Exercise requirements: Below are the records; count how many of their lines carry "update" and give only the number.

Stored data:
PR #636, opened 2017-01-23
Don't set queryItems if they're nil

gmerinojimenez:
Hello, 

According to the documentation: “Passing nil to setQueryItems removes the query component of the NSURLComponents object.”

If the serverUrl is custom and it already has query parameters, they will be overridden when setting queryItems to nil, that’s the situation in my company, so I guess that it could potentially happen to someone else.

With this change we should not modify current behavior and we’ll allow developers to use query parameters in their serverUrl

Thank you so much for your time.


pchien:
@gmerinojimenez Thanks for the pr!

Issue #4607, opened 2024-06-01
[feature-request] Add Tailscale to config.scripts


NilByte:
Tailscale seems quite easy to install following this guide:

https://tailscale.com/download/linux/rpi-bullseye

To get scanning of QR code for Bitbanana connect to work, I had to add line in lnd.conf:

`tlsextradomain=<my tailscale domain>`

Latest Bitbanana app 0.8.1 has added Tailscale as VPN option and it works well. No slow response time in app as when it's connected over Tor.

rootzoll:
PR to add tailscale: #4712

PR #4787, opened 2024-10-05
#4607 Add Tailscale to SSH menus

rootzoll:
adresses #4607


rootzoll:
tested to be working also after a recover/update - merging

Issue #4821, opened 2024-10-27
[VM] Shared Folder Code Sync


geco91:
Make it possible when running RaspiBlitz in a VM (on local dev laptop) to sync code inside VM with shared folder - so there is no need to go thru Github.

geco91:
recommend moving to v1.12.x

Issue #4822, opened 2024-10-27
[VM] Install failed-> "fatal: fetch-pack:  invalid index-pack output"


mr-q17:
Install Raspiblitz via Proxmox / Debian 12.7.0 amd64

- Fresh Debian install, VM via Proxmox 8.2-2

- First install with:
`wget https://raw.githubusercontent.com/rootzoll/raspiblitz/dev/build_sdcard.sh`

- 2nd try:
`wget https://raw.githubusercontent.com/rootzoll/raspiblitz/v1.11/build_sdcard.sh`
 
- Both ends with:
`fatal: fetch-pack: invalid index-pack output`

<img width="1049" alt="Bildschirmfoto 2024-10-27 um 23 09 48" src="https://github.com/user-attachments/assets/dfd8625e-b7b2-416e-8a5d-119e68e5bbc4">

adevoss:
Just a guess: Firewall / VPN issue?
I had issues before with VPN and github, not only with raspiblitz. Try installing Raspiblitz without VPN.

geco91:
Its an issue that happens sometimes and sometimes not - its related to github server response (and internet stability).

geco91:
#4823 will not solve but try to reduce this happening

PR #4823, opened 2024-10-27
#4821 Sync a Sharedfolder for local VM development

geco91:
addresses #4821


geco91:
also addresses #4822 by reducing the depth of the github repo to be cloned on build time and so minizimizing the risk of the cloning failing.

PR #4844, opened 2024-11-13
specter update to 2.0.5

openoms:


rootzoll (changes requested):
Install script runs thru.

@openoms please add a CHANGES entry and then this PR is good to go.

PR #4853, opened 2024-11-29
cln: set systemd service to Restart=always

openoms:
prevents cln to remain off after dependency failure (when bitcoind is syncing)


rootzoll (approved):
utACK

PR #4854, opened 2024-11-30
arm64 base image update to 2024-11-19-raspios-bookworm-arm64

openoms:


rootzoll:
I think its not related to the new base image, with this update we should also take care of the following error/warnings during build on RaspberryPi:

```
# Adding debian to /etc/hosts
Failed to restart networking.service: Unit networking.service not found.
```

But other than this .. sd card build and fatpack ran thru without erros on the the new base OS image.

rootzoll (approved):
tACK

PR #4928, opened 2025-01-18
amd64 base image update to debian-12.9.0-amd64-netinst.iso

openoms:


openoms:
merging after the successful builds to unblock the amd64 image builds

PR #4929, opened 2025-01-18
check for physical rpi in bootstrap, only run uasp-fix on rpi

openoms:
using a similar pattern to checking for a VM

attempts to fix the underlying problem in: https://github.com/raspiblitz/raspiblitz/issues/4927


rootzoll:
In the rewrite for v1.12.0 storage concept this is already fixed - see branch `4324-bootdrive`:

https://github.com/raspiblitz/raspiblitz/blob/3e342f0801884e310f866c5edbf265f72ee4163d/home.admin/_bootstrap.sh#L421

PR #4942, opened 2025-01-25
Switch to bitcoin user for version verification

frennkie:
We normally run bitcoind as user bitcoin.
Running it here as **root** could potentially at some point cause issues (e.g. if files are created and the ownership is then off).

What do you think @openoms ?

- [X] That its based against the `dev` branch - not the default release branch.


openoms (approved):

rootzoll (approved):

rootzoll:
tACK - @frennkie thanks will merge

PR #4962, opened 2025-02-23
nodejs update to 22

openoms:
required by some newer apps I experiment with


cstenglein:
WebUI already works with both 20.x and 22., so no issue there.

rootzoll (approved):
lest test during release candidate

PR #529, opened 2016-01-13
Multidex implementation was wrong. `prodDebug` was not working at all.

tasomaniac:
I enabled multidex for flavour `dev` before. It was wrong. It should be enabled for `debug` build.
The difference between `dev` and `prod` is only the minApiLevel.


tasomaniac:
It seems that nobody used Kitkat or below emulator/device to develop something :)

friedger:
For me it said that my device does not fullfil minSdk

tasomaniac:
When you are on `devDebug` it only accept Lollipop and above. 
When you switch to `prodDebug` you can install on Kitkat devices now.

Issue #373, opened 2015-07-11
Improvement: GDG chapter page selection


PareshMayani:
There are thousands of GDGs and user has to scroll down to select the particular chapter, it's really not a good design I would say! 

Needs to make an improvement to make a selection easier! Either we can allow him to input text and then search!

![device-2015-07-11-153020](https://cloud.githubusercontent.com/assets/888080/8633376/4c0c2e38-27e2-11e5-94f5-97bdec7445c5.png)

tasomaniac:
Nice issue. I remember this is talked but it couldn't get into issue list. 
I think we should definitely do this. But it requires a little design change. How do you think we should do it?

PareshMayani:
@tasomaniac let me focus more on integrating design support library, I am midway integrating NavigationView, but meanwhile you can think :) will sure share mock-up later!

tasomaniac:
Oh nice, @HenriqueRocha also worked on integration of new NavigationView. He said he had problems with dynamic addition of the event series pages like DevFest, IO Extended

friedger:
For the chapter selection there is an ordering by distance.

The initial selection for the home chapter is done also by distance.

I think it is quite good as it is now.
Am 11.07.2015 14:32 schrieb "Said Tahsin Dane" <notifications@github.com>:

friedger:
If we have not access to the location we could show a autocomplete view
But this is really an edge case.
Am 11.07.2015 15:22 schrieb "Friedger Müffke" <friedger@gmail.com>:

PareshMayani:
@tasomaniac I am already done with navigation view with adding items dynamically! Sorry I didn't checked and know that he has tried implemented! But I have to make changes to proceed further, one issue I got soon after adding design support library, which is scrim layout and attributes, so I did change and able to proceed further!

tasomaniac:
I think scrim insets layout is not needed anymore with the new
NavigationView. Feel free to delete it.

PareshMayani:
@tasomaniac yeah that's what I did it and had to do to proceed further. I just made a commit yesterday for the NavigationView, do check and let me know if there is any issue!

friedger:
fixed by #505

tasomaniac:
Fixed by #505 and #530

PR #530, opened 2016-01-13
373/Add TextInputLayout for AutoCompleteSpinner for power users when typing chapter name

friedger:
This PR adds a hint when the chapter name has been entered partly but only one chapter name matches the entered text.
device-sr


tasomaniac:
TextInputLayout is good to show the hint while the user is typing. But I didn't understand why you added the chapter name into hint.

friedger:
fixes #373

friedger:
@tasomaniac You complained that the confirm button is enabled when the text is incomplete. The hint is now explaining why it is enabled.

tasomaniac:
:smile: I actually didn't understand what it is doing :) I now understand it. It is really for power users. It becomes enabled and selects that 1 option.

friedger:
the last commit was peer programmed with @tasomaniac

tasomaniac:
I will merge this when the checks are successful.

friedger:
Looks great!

Answer for this exercise: 6